• Work request: Scan the data for lines with "part" and report the count by itself.
--*--
Issue #1560, opened 2022-05-12
Document that is relevant only for one municipality


michmuel:
There is no filter implemented in pyramid_oereb for parameter "only_in_municipality" (field in table "Dokument" in "Oereb-Transferstruktur").

PR #1561, opened 2022-05-13
bugfix-1560-doc-only-for-one-municipality

michmuel:
closes https://github.com/openoereb/pyramid_oereb/issues/1560

- Additional filter added in processor.py
- Tests for processor slightly adapted

To my knowledge "only_in_municipality" is not an attribute in OerebLex (true?). So "only_in_municipality" is always None for documents provided by OerebLex.
https://github.com/openoereb/pyramid_oereb/blob/8ca834de3f4abd9cd7d8fdfd61a443c3dfd71190/pyramid_oereb/contrib/data_sources/oereblex/sources/document.py#L205

### DIFF
--- a/pyramid_oereb/core/processor.py
+++ b/pyramid_oereb/core/processor.py
@@ -76,9 +76,11 @@ class Processor(object):
 
     def plr_tolerance_check(self, extract):
         """
-        The function checking if the found plr results exceed the minimal surface or length
-        value defined in the configuration and should therefor be represented in the extract
-        or considered 'false trues' and be removed from the results.
+        The function checks if the found plr results exceed the minimal surface or length
+        value defined in the configuration and therefore should be represented in the extract
+        or if they should be considered as 'false trues' and be removed from the results.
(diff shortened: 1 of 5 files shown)


pyramid_oereb/core/processor.py
```diff
@@ -78,7 +98,10 @@ def plr_tolerance_check(self, extract):
                 if public_law_restriction.calculate(real_estate, Config.get('geometry_types')):
                     log.debug("plr_tolerance_check: keeping as potentially concerned plr {}".
                               format(public_law_restriction))
-                    inside_plrs.append(self.filter_published_documents(public_law_restriction))
+                    public_law_restriction = self.filter_documents_by_fosnr(public_law_restriction,
```
vvmruder, line 101: I would add a little part to method doc that this is done. Otherwise it looks good.

vvmruder (approved):

vvmruder (approved):
:+1:  for the docs :)

PR #1564, opened 2022-05-19
fed definitions have changed upstream which has been caught by CI

mki-c2c:
update has been done simply by running make auto_update_fed_data


jwkaltz (approved):
Thanks!

PR #1566, opened 2022-05-23
Update library versions used in tests

jwkaltz:


jwkaltz:
Merging with review, as this update concerns only the automated tests, and these are green.

PR #202, opened 2024-12-16
fix(theme): fix font loading after migrating theme

christoph-jerolimov:

TODO


workspaces/theme/plugins/theme/package.json
ciiay, line 1: The current `mui/material` version is incompatible with showcase's mui/material version. If we keep this will it be a problem when we switch to this theme plugin dependency from the `"@redhat-developer/red-hat-developer-hub-theme"` one?
```
  "dependencies": {
    "mui/material": "^5.0.0"
  },
```

ciiay (commented):
Verified with yarn link on local showcase and it works as expected. The `mui/material` version is not compatible to the showcase one. Did you have to match the version or it worked out with no extra step for you?

workspaces/theme/plugins/theme/package.json
christoph-jerolimov: Hi, why is this incompatible? ^5.0.0 means it supports all 5.x.x versions, right? But I already thought I might switch to a peer dependency to ensure we don't load the dependency twice.

christoph-jerolimov: Maybe we can give https://github.com/redhat-developer/rhdh-plugins/pull/205 a chance? :)

ciiay:
/lgtm

Thank you 🤝

debsmita1 (approved):

PR #204, opened 2024-12-18
fix(theme): added a workaround so that defaultProps are also picked up from MUI v5 components (like Button disabledRipple or Grid spacing)

christoph-jerolimov:


ciiay (approved):
/lgtm

I wasn't able to reproduce the issue, but verified this solution doesn't break anything in local showcase 👍 Let's test out when the new version is out.

PR #205, opened 2024-12-18
fix(theme): move the mui v5 package to a peer dependency to ensure that we don't load it twice

christoph-jerolimov:

To be honest, this is more like an experiment. Maybe we can give it a try to check this with a new theme release (which isn't used yet) and rhdh-showcase?


ciiay (approved):
/lgtm

This resolves the issue I mentioned in #202 comment. Thanks for the fix 🚀

PR #212, opened 2024-12-19
chore: unify prettier to 3.4.2

mareklibra:
Unifies prettier to a single 3.4.2 version through-out the whole repo.

Different prettier versions give different results on the same sources which is causing issues/confusion when switching between local dev and CI envs.

The first commit is result of a manual change, the later one is the result of calling the prettier from the root-level and then from every workspace.


batzionb (approved):

workspaces/orchestrator/plugins/orchestrator-backend/static/generated/envelope/combined.bundle.js
christoph-jerolimov, line 1: You want that this files are part of the repo? It looks like it's formatted also if you have added the generated line to `.prettierignore`?

workspaces/orchestrator/plugins/orchestrator-backend/static/generated/envelope/diagram/org.kie.workbench.common.stunner.sw.KogitoSWEditor/css/bootstrap-3.4.1.min.cache.css
christoph-jerolimov, line 1: It's you plugin but I would recommend to exclude this generated files. Wdyt?

workspaces/repo-tools/packages/cli/src/lib/workspaces/templates/workspace/.gitignore.hbs
```diff
@@ -1,54 +1,9 @@
...
-
-# Sensitive credentials
-*-credentials.yaml
-
-# vscode database functionality support files
-*.session.sql
-
-# E2E test reports
-e2e-test-report/
+# macOS .DS_Store # Logs logs *.log npm-debug.log* yarn-debug.log*
```
christoph-jerolimov, line 1: This change (removing new lines) looks invalid to me.

gciavarrini (approved):
lgtm

workspaces/orchestrator/plugins/orchestrator-backend/static/generated/envelope/combined.bundle.js
christoph-jerolimov, line 1: Based on the generated in .prettierignore I'm surprised to see this. I think you don't want format this.

workspaces/repo-tools/packages/cli/src/lib/workspaces/templates/workspace/catalog-info.yaml.hbs
```diff
@@ -1,14 +1,6 @@
...
-  #   github.com/project-slug: backstage/backstage
-  #   backstage.io/techdocs-ref: dir:.
-spec:
-  type: website
-  owner: john@example.com
-  lifecycle: experimental
-  
+apiVersion: backstage.io/v1alpha1 kind: Component metadata: name:
+{{name}}
+description: An example of a Backstage application. # Example for optional
```
christoph-jerolimov, line 3: That looks also broken to me.

Can you ignore *.hbs files?

workspaces/orchestrator/plugins/orchestrator-backend/static/generated/envelope/combined.bundle.js
gciavarrini: Good catch! Also all the files in [orchestrator-common/src/generate](https://github.com/redhat-developer/rhdh-plugins/pull/212/files#diff-1ff6e60734aeec83e00940c38177b01c4d130f0443402955cfd7ae3960d42a76) should be ignored too.

gciavarrini (changes requested):
ignore all the generated files and revert the changes

workspaces/orchestrator/plugins/orchestrator-backend/static/generated/envelope/diagram/org.kie.workbench.common.stunner.sw.KogitoSWEditor/css/bootstrap-3.4.1.min.cache.css
mareklibra: If so then in a separate PR

package.json
```diff
@@ -15,25 +15,50 @@
   "type": "module",
   "packageManager": "yarn@3.8.7",
   "devDependencies": {
+    "@backstage/catalog-model": "^1.7.2",
```
christoph-jerolimov, line 18: I think we should not add this kind of dependencies to the root package.json

christoph-jerolimov, line 18: I think we should not add this kind of dependencies to the root package.json

package.json
```diff
@@ -15,25 +15,50 @@
...
     "@octokit/rest": "^20.1.1",
     "@red-hat-developer-hub/cli": "portal:./workspaces/repo-tools/packages/cli",
     "@spotify/eslint-plugin": "^15.0.0",
     "@spotify/prettier-config": "^15.0.0",
+    "ajv-formats": "^3.0.1",
     "array-to-table": "^1.0.1",
+    "axios": "^1.7.9",
+    "chalk": "^5.4.0",
+    "commander": "^12.1.0",
+    "cross-fetch": "^4.0.0",
```
christoph-jerolimov, line 37: Shouldn't be needed here.

christoph-jerolimov (changes requested):
Hi @mareklibra, this looks much better now. But can you take a look into the root package.json and yarn.lock?

mareklibra:
I don't see a commit adding those changes.
I will rebase due to merge conflicts, I guess those changes will disappear then.

christoph-jerolimov (approved):
Thanks for this PR and cleaning it up again and again :+1: 

Lgtm!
--*--
• Output below: 2